Arda Azkara
- Country (sports): Turkey
- Born: 14 March 2003 (age 23) İzmir, Turkey
- Height: 1.91 m (6 ft 3 in)
- Plays: Right-handed (two-handed backhand)
- College: New Mexico Georgia
- Prize money: US $41,646

Singles
- Career record: 1–0 (at ATP Tour level, Grand Slam level, and in Davis Cup)
- Career titles: 2 ITF
- Highest ranking: No. 541 (17 November 2025)
- Current ranking: No. 818 (14 September 2026)

Doubles
- Career record: 0–1 (at ATP Tour level, Grand Slam level, and in Davis Cup)
- Career titles: 2 ATP Challenger, 2 ITF
- Highest ranking: No. 205 (14 September 2026)
- Current ranking: No. 205 (14 September 2026)

= Arda Azkara =

Turkish tennis player (born 2003)

Arda Azkara (born 14 March 2003) is a Turkish tennis player. Azkara has a career high ATP singles ranking of No. 541 achieved on 17 November 2025 and a career high ATP doubles ranking of No. 205 achieved on 14 September 2026.

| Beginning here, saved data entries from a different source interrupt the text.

Issue #3392, opened 2023-10-10
Password strength in passowrd setup UX issue


fungc-io:
The UX of password setup page is strange because it's unclear what strength of password is needed.
Please make the following changes:

1. In the requirement section, Instead of showing the bar indicator, only show the strength requirement in text. Only normal or error state, no need for diff colors for diff strength level.

2. Since the policy is also checked in frontend, If the overall requirements are not met, disable the "Next" button and do not allow the user to proceed.

<img width="491" alt="image" src="https://github.com/authgear/authgear-server/assets/15207470/2fcfa6f8-9260-40b4-9f11-5d4817b80ff3">

fungc-io:
@tung2744 lol
thanks for pointing it out "You new password must be Very unguessable" sounds very absurd too.

I've just quickly check the UX of common design, usually the strength requirement is not shown in the policy list.
Usually just a note saying "Please use a stronger password" below the password input

Let's do this:
<img width="381" alt="image" src="https://github.com/authgear/authgear-server/assets/15207470/2341e406-86f8-4adc-b2d0-bd2e8c8c814d">

louischan-oursky:
I suggest we change the tone of the sentence so that it can always be there. If the tone is like "Please use a strong password", that sounds like an error message, which should only appear when the password is weak. But the strength indicator is real time. When the end-user is typing the password, flickering will occur.



I suggest we change it to something like "Password is strong enough"

https://github.com/authgear/authgear-server/assets/15082564/8366df40-3ce4-4adc-bc65-020eb488b582

fungc-io:
"Please use a strong password" is shown only when the requirement is not meet. And no need to show the message if the pw is strong enough. To avoid flickering, we can keep it in one line, or reserve a margin for the line
- Default don't show text when pw is empty: ` `
- `Strength: Fair - Please use a stronger password` (in red)
- `Strength: Unguessable` (in green)

Reference from the design in Woocommerce for min strength requirement - 

GIF taken from: https://rudrastyh.com/woocommerce/password-strength-meter.html
![password-strength-meter-woocommerce](https://github.com/authgear/authgear-server/assets/15207470/41e574d4-4da1-4fc9-a49a-4e6304b3602f)

fungc-io:
@calumhale can you help create the flow and design in Figma for this change?

fungc-io:
Design:
[...]

PR #3393, opened 2023-10-11
Improve the UX of creating new password

louischan-oursky:
ref #3392 

https://github.com/authgear/authgear-server/assets/15082564/8ce3d992-62ee-4874-9276-922ebffe3700


louischan-oursky:
@fungc-io See if you are satisfied with this improvement.

Issue #3280, opened 2023-07-31
Replace interaction with workflow


louischan-oursky:

fungc-io:
Need to follow up by if no authenticators is available in the middle of steps:
- [ ] https://github.com/authgear/authgear-server/issues/3346
- [ ] No 2FA set but 2FA is mandatory
- [ ] explore if any other cases

PR #3398, opened 2023-10-16
Use authflow in authui

louischan-oursky:
ref #3280


pkg/auth/routes.go
```diff
@@ -248,10 +248,28 @@ func NewRouter(p *deps.RootProvider, configSource *configsource.ConfigSource) *h
 
 	router.Add(webapphandler.ConfigureRootRoute(webappAuthEntrypointRoute), p.Handler(newWebAppRootHandler))
 	router.Add(webapphandler.ConfigureOAuthEntrypointRoute(webappAuthEntrypointRoute), p.Handler(newWebAppOAuthEntrypointHandler))
-	router.Add(webapphandler.ConfigureLoginRoute(webappRequireAuthEnabledAuthEntrypointRoute), p.Handler(newWebAppLoginHandler))
-	router.Add(webapphandler.ConfigureSignupRoute(webappRequireAuthEnabledAuthEntrypointRoute), p.Handler(newWebAppSignupHandler))
+	//router.Add(webapphandler.ConfigureLoginRoute(webappRequireAuthEnabledAuthEntrypointRoute), p.Handler(newWebAppLoginHandler))
+	//router.Add(webapphandler.ConfigureSignupRoute(webappRequireAuthEnabledAuthEntrypointRoute), p.Handler(newWebAppSignupHandler))
```
tung2744, line 252: Is this intended?

louischan-oursky: Yes. I think we will not use the legacy interaction-based signup / login flow, so I did not make it configurable.

tung2744:
@louischan-oursky Although we are having unit tests already, I'm thinking about should we have some tests which execute a complete flow which we expected to support on http level 🤔
For example,
- Signup with email + password
- Signup with phone number + oobotp
- Login with phone number + oobotp
... Any other flows we can think of

What do you think?

tung2744:
I found a case which is a bit weird:
Current Behavior:

https://github.com/authgear/authgear-server/assets/34942210/e9db14dc-9aa9-49f9-83fb-13c39babd72d



Original Behavior:

https://github.com/authgear/authgear-server/assets/34942210/19573f6b-e6d4-4338-92f6-a30e064fd0db

My authentication settings:

```yaml
authentication:
  identities:
  - login_id
  - oauth
  - biometric
  - passkey
  lockout:
    backoff_factor: 2
    history_duration: 1440m
    lockout_type: per_user
    max_attempts: 10
    maximum_duration: 5s
    minimum_duration: 2s
    oob_otp:
      enabled: true
    password:
      enabled: true
  primary_authenticators:
  - oob_otp_sms
  - oob_otp_email
  - password
  - passkey
  rate_limits:
    oob_otp:
      email:
        trigger_cooldown: 60s
      sms:
        trigger_cooldown: 60s
  recovery_code:
    disabled: true
  secondary_authentication_mode: disabled
```

louischan-oursky:
> What do you think?

Agree. Let me add some tests.

> I found a case which is a bit weird

Is the email an existing account? I thought login link should only be used in login, not signup.

tung2744:
It is signup and the email is not used before.

louischan-oursky:
I added 2 commits to fix the case you mentioned.

tung2744:
For the test cases, lets create another issue to handle?

louischan-oursky:
https://github.com/authgear/authgear-server/issues/3401

tung2744:
@louischan-oursky There are still something different:
Screenshot 2023-10-17 at 3 16 18 PM

in original authui, I can choose to setup password, but now the options seems disappeared.

louischan-oursky:
I guess you turned off verification of email?

louischan-oursky:
I guess I found the cause. In SignupFlow, we use `step: verify` to verify the OOB OTP, while in LoginFlow, `step: authenticate` verifies the OTP. When we are at `step: verify`, we lose the branches so we do not see password as a branch.

louischan-oursky:
Added more commits to not use `step: verify` for creating authenticator.

louischan-oursky:
I edited the base branch to `authflow`.

tung2744:
@louischan-oursky There is still a different.

If we enabled `passkey` as primary authenticator in config, in original authui we will see setup passkey option, but now this option disappeared.
Original:
Screenshot 2023-10-18 at 12 03 07 PM
Now:
Screenshot 2023-10-18 at 12 04 06 PM

louischan-oursky:
Actually I intentionally deviate from the original behavior. A new account with only passkey is uncommon.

Azkara has won two ATP Challenger doubles titles, at the 2026 Centurion Challenger II with Tuncay Duran and the 2026 ENKA Open with James MacKinlay.

Azkara represents Turkey at the Davis Cup, where he has a win/loss record of 1–1.

Azkara played college tennis at New Mexico before transferring to Georgia.